I saw the 1964 movie “Strait-Jacket” directed by William Castle, starring Joan Crawford for the first time last night on the Svengoolie TV show, and I have to say that it’s one of the better films I’ve seen. Movies that have a psychiatric angle also get my attention because I’m a retired psychiatrist. There won’t be any spoilers.
The quick synopsis is that Lucy Garbin (Joan Crawford) plays a woman who was committed to a psychiatric asylum for 20 years after murdering her husband and his girlfriend with an axe after she found them together in bed. Lucy’s young daughter Carol (Diane Baker), sees the whole grisly thing. Lucy is released from the asylum to the care of her brother Bill and his wife and Carol. Then, the axe murders of several people seem to implicate Lucy might be picking up old habits.
That’s when all the trouble starts, including a lot of references to sharp objects, which is joke fodder for Svengoolie. The film lends itself to that, including a shot of the Columbia film logo with the statue of liberty’s head off and lying at her feet!
Dissociation is an involuntary mental phenomenon that leads to feeling disconnected with one’s environment or one’s self. Time is distorted and flashbacks and hallucinations can occur. This is frequently portrayed by Lucy, even in front of her former psychiatrist, Dr. Anderson, who visits her while on some kind of vacation of all things. During his interview with her, he decides she’s not ready to live in the outside world and must return to the asylum.
This would not have been the procedure for readmitting psychiatric patients even back then, but you have to give Dr. Anderson credit for having a sharp sense of her mental state. He had a well-honed idea of what was happening to her clinically, especially while observing her fiddling with knitting needles.
Images of and references to sharp implements abound throughout the film. You get a sense of being on the razor edge of suspense throughout the film. This is especially evident in the interaction between Lucy and the seemingly dull-witted farmhand, Leo (George Kennedy). He offers her his axe to give her a try at beheading a chicken. You find out later that Leo is smarter than he looks. Carol describes typical work on the farm to Lucy, including name-dropping certain jobs like slaughtering hogs and butchering chickens.
I can mention gaslighting without giving away too much about the film. I never saw the 1944 movie “Gaslight” but the term gaslighting means psychologically manipulating someone into believing she’s insane so as to control her sense of reality. In “Strait-Jacket” the ingenious way this is presented made me think of psychopathy as well as dissociation.

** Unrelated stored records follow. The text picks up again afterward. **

PR #868, opened 2024-07-19
mi: add service control primitive command

zhangjian3032:
The `breaked` command will left the SSD in Transmit Mode.
Add API to send the `abort` command to exit the Transmit Mode to
avoid the SSD being stuck in the Transmit Mode.

### DIFF
--- a/src/libnvme-mi.map
+++ b/src/libnvme-mi.map
@@ -1,3 +1,8 @@
+LIBNVME_MI_1_11 {
+	global:
+		nvme_mi_control;
+};
+
 LIBNVME_MI_1_10 {
 	global:
 		nvme_mi_admin_get_ana_log_atomic;
--- a/src/nvme/mi.c
+++ b/src/nvme/mi.c
@@ -529,6 +529,31 @@ static void nvme_mi_admin_init_resp(struct nvme_mi_resp *resp,
 	resp->hdr_len = sizeof(*hdr);
 }
 
+static void nvme_mi_control_init_req(struct nvme_mi_req *req,
+				    struct nvme_mi_control_req *control_req,
+				    __u8 opcode, __u16 cpsp)
+{
+	memset(req, 0, sizeof(*req));
+	memset(control_req, 0, sizeof(*control_req));
+
+	control_req->hdr.type = NVME_MI_MSGTYPE_NVME;
+	control_req->hdr.nmp = (NVME_MI_ROR_REQ << 7) |
+		(NVME_MI_MT_CONTROL << 3); /* we always use command slot 0 */
+	control_req->opcode = opcode;
+	control_req->cpsp = cpu_to_le16(cpsp);
+
+	req->hdr = &control_req->hdr;
+	req->hdr_len = sizeof(*control_req);
+}
+
+static void nvme_mi_control_init_resp(struct nvme_mi_resp *resp,
+				    struct nvme_mi_control_resp *control_resp)
+{
+	memset(resp, 0, sizeof(*resp));
+	resp->hdr = &control_resp->hdr;
+	resp->hdr_len = sizeof(*control_resp);
+}
+
 static int nvme_mi_admin_parse_status(struct nvme_mi_resp *resp, __u32 *result)
 {
 	struct nvme_mi_admin_resp_hdr *admin_hdr;
@@ -578,6 +603,26 @@ static int nvme_mi_admin_parse_status(struct nvme_mi_resp *resp, __u32 *result)
 		*result = nvme_result;
 
 	return nvme_status;
+}
+
+static int nvme_mi_control_parse_status(struct nvme_mi_resp *resp, __u16 *cpsr)
+{
+	struct nvme_mi_control_resp *control_resp;
+
+	if (resp->hdr_len < sizeof(*control_resp)) {
+		errno = -EPROTO;
+		return -1;
+	}
+	control_resp = (struct nvme_mi_control_resp *)resp->hdr;
+
+	if (control_resp->status)
+		return control_resp->status |
+			(NVME_STATUS_TYPE_MI << NVME_STATUS_TYPE_SHIFT);
+
+	if (cpsr)
+		*cpsr = le16_to_cpu(control_resp->cpsr);
+
+	return control_resp->status;
 }
 
 int nvme_mi_admin_xfer(nvme_mi_ctrl_t ctrl,
@@ -808,6 +853,29 @@ int nvme_mi_admin_identify_partial(nvme_mi_ctrl_t ctrl,
 		errno = EPROTO;
 		return -1;
 	}
+
+	return 0;
+}
+
+int nvme_mi_control(nvme_mi_ep_t ep, __u8 opcode,
+		    __u16 cpsp, __u16 *result_cpsr)
+{
+	struct nvme_mi_control_resp control_resp;
+	struct nvme_mi_control_req control_req;
+	struct nvme_mi_resp resp;
+	struct nvme_mi_req req;
+	int rc = 0;
+
+	nvme_mi_control_init_req(&req, &control_req, opcode, cpsp);
+	nvme_mi_control_init_resp(&resp, &control_resp);
+
+	rc = nvme_mi_submit(ep, &req, &resp);
+	if (rc)
+		return rc;
+
+	rc = nvme_mi_control_parse_status(&resp, result_cpsr);
+	if (rc)
+		return rc;
 
 	return 0;
 }
--- a/src/nvme/mi.h
+++ b/src/nvme/mi.h
@@ -368,6 +368,52 @@ struct nvme_mi_admin_resp_hdr {
 } __attribute__((packed));
 
 /**
+ * enum nvme_mi_control_opcode - Operation code for Control Primitives.
+ * @nvme_mi_control_opcode_pause: Suspend response transmission/timeout
+ * @nvme_mi_control_opcode_resume: Resume from a paused condition
+ * @nvme_mi_control_opcode_abort: Re-initialize a Command Slot to the Idle state
+ * @nvme_mi_control_opcode_get_state: Get the state of a Command Slot
+ * @nvme_mi_control_opcode_replay: Retransmit the Response Message
+ */
+enum nvme_mi_control_opcode {
+	nvme_mi_control_opcode_pause			= 0x00,
+	nvme_mi_control_opcode_resume			= 0x01,
+	nvme_mi_control_opcode_abort			= 0x02,
+	nvme_mi_control_opcode_get_state	= 0x03,
+	nvme_mi_control_opcode_replay			= 0x04,
+};
+
+/**
+ * struct nvme_mi_control_req - The Control Primitive request.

I have to mention one interesting fact about the film which came to me about 3:30 am this morning. I swear this was before I looked it up on the web (see reference below). I noticed that the forty whacks rhyme for Lucy Garbin is taken from the Lizzie Borden rhyme in reference to the axe murders of her parents she was accused of in the 1800s, which is cited on the Encyclopedia Britannica website.
“The children’s rhyme chanted in the movie, “Lucy Harbin took an ax, gave her husband forty whacks. When she saw what she had done, gave his girlfriend forty-one”, is based on the famous rhyme about Lizzie Andrew Borden: “Lizzie Borden took an ax, gave her mother forty whacks. When she saw what she had done, gave her father forty-one.” The Grindhouse Cinema Database (GCDb). Strait Jacket/Fun Facts. Retrieved June 8, 2025, from https://www.grindhousedatabase.com/index.php/Strait_Jacket/Fun_Facts
Lohnes, Kate. “Lizzie Borden Took an Ax…”. Encyclopedia Britannica, 5 Jun. 2017, Accessed June 8, 2025 from https://www.britannica.com/biography/Lizzie-Borden-American-murder-suspect
I found the film entertaining and, although I had a fairly firm idea of who was doing what for which reason, a couple of times I had my doubts. I give the film 4/5 shrilling chickens rating. I had a reservation about the ending. See if you can figure out who has the biggest axe to grind by watching “Strait-Jacket” on the Internet Archive.